Annexaties 1921. Het Fort, Nieuwendam
Op de Nieuwendammerdijk ligt tussen de nummers 190 en 184 de toegang tot een oud werfterrein: Het Fort. Twee grote loodsen staan er nog overeind. De naam is afgeleid van een gebeurtenis uit de Tachtigjarige Oorlog: op 14 oktober 1572 bouwden de opstandelingen van Waterland hier onder leiding van Diederik Sonoy een versterking. Ze verdedigden zich daar met succes tegen Spaanse en Amsterdamse schepen, die over het IJ Nieuwendam aanvielen.

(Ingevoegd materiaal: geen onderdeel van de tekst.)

PR #23208, opened 2026-09-05
feat(route/mikiki): add mikiki latest articles route

ashi-koki:

Close #

```routes
/mikiki
```

- [x] New Route / 新的路由
    - [x] Parsed / 可以解析
- [ ] `Puppeteer`

## Note / 说明

Adds a route for MIKIKI (ミュージック・マガジン増刊, mikiki.tokyo.jp), a Japanese music magazine.

- Native RSS feed (`/list/feed/rss`) is fetched via `ofetch` (retry-capable), then each item's article page is fetched to extract the full article body, author and hero image.
- Article content is scraped with `cheerio` from `.article-body`, removing the table-of-contents (`.article-index`) and in-article ranking widgets (`.ranking-in-article`).
- Author is read from `.article-header-author-name`; publish date is taken directly from the feed's `dc:date` (JST).
- Per-item results are cached with `cache.tryGet`.

### DIFF
--- a/lib/routes/mikiki/index.ts
+++ b/lib/routes/mikiki/index.ts
@@ -3,6 +3,7 @@ import { load } from 'cheerio';
 import type { Data, DataItem, Route } from '@/types';
 import cache from '@/utils/cache';
 import ofetch from '@/utils/ofetch';
+import { parseDate } from '@/utils/parse-date';
 import parser from '@/utils/rss-parser';
 
 export const route: Route = {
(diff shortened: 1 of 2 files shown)


lib/routes/mikiki/index.ts
```diff
@@ -0,0 +1,50 @@
...
+    example: '/mikiki',
+    name: '最新記事',
+    maintainers: ['ashi-koki'],
+    handler,
+};
+
+async function handler(): Promise<Data> {
+    const rootUrl = 'https://mikiki.tokyo.jp';
+
+    const feedResponse = await ofetch(`${rootUrl}/list/feed/rss`, { responseType: 'text' });
```
TonyRL: What specify the [default option](https://github.com/unjs/ofetch/blob/1dbc37fd1ceab832fc7c90cad81b1091c95ba563/src/utils.ts#L78) again? Does the feed break without it?

ashi-koki: Right — the feed returns `Content-Type: text/xml`, which ofetch's `detectResponseType` already treats as `text` (via the `text/*` prefix rule), so `responseType: 'text'` was redundant. Removed it.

In dit buitendijkse gebied vestigden zich in de 19de eeuw enkele grote scheepswerven. Het was een geschikte plek: door de uitstroom bij het Sluisje van de achtergelegen polder was het water er wat dieper en de dijk leende zich goed voor de aanleg van een scheepshelling. Aan de Grote Haven begon Jan Goedkoop (stamvader van de redersfamilie Goedkoop) in 1826 een werf, in 1837 overgenomen door de Groninger Hooite Wichers Meursing. In de Kleine Haven, een stukje verderop aan het eind van de Pereboomsloot, stichtte Gerard de Vries Lentsch (1841-1918) Het Fort. Hij was een timmerman op de werf van Meursing en begon in 1887 voor zichzelf. Gerard kreeg vijf zonen, Jan (1874), Gijs (1879), Klaas (1881), Gerard jr. (1883) en Willem (1886), die allemaal in de scheepsbouw in en rond Nieuwendam gingen werken. Aan het Molenpad, achter de Nieuwendammerdijk, aan de ringvaart van de Buikslotermeerpolder, begon Gijs in 1916 een grote werf om sloepen te bouwen. Willem en Jan bleven in Het Fort, waar vooral reddingssloepen, roeivletten voor de boot- en stuurliedenvereniging De Koperen Ploeg, melkschuiten en plezierjachten van de helling kwamen. Gerard jr. begon in 1917 zijn eigen werf, de Amsterdamsche Scheepswerf G. de Vries Lentsch aan Grasweg 60-62. Hij bouwde daar onder andere de Lemsteraak De Groene Draeck, die in 1957 door het Nederlandse volk werd aangeboden aan prinses Beatrix bij haar 18de verjaardag. In 1972 nam Jan de Vries Lentsch III Het Fort over. Op 17 juni 1975 vroeg hij faillissement aan.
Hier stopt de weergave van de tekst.